Dentro, una sirvienta había perdido la compostura por completo. Corría de lado a lado por el cuarto de su señorita con un vestido azul en sus manos. De sus ojos brotaba un mar de lágrimas. Las otras tres la observaban desde la distancia, ellas se encontraban preocupadas, pero preferían no mostrarlo porque eso solo empeoraría el estado de su compañera.

—¡Señorita Lume! —llamaba horrorizada y bastante cansada—. ¡Señorita Lume!

—Otra vez se escapó —murmuró una de las sirvientas apartadas en el oído de la del medio.

—La señorita Lume siempre hace lo mismo —respondió la otra, de igual modo, siempre cuidando no ser escuchada.

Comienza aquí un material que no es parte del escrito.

PR #1400, opened 2023-05-18
Fix a retval of avifDecoderGenerateImageGridTiles

wantehchang:
avifDecoderGenerateImageGridTiles returns avifBool. Change a return value of AVIF_RESULT_BMFF_PARSE_FAILED (copied from a function that returns avifResult) to AVIF_FALSE.

Also move an if statement into an "else" block.

### DIFF
--- a/src/read.c
+++ b/src/read.c
@@ -1401,9 +1401,7 @@ static avifBool avifDecoderGenerateImageGridTiles(avifDecoder * decoder, avifIma
                     decoder->imageCount = tile->input->samples.count;
                 }
             }
-        }
-
-        if (memcmp(item->type, firstTileItem->type, 4)) {
+        } else if (memcmp(item->type, firstTileItem->type, 4)) {
             // MIAF (ISO 23000-22:2019), Section 7.3.11.4.1:
             //   All input images of a grid image item shall use the same coding format [...]
             // The coding format is defined by the item type.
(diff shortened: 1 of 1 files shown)


src/read.c
```diff
@@ -1401,9 +1401,7 @@ static avifBool avifDecoderGenerateImageGridTiles(avifDecoder * decoder, avifIma
                     decoder->imageCount = tile->input->samples.count;
                 }
             }
-        }
-
-        if (memcmp(item->type, firstTileItem->type, 4)) {
+        } else if (memcmp(item->type, firstTileItem->type, 4)) {
```
wantehchang, line 1404: This change is optional. Please let me know if you'd like me to undo this change.

This mimics the control structure of the original code (before commit 63a496c80343b67e1d5e84f984cc275a2986ee43):

```
                // The coding format is defined by the item type.
                if (firstTile == NULL) {
                    firstTile = tile;
                } else if (memcmp(tile->type, firstTile->type, 4)) {
                    avifDiagnosticsPrintf(diag,
                                          "Tile item ID %u of type '%.4s' differs from other tile type '%.4s'",
                                          tile->id,
                                          (const char *)tile->type,
                                          (const char *)firstTile->type);
                }
```

vigneshvg (approved):

wantehchang (commented):
C compilers cannot detect this bug because application-defined boolean types are simply aliases of integer types and error codes (defined as macros or enums) are converted to integers automatically. I have run into this bug several times.

y-guyon (approved):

En ese instante, irrumpiendo el cuchucheo de las jóvenes, la puerta de la habitación fue abierta bruscamente de par en par. Del otro lado, y casi dentro, se encontraba un hombre mayor, con hileras de canas surcando su dorado cabello, ojos color magenta, tez blanca. A pesar de su edad se encontraba bastante conservado, sus músculos vivían por los días de entrenamiento en su juventud, al igual que su rostro bien cuidado y atractivo.

—¡¿Qué sucede?! —cuestionó la voz, con autoridad. La inquietud se mostraba en cada sílaba que pronunciaba.

—¡Señor! —soltaron las cuatro la vez haciendo una reverencia prolongada.

—¿Otra vez? —inquirió un poco más calmado. Sintió que su cuerpo perdía presión cuando observó la escena. Una pequeña sonrisa adornó su cara.

—Lo siento, señor. La señorita Lume desapareció de repente. La dejé sola un momento, ella me pidió que la dejara sola mientras tomaba un baño y eso hice. Pero al ver que tardaba toqué, y cuando no recibí respuesta alguna entré. La ventana estaba abierta y la bañera ni siquiera tenía agua —se excusó, sin alzar la cabeza, completamente apenada por bajar la guardia—. Lo lamento, la señorita Lume no podrá estar en la hora del almuerzo como usted solicitó.

El tipo, sorprendiendo a todos, se echó a reir con todas las fuerzas que tenía. Fue tanto que tuvo que sostener su estómago porque sentía que le dolía. Las lágrimas no tardaron en asomar, le parecía tan gracioso.

—Esa hija mía —comentó, sin poder dejar de carcajearse—. Es idéntica a su madre. Su espíritu no puede ser contenido.

—Señor, ¿qué hacemos? —preguntó otra de las sirvientas, dando un paso adelante—. ¿Deberíamos enviarla a buscar? Creo que es obvio donde estará.

—Da igual, que regrese cuando quiera —contestó él, moviendo su mano mientras se daba media vuelta—. El almuerzo será más tarde, el estómago de mi hija puede esperar a que su alma esté saceada.

—¡Que hombre más comprensivo! —dijeron las cuatro a la vez mientras veían al dueño de la mansión abandonar la habitación de Lume.

Lejos de allí, a varios metros para ser exactos, se encontraba la causante de todo el estrago. Lume corría por los cenderos de la pequeña isla donde nació y se crió con toda su fuerza. Se sintió tan viva cuando el viento rozó sus mejillas, cuando su sudor descendía debido a la adrenalina. Se estaba aproximando a su destino.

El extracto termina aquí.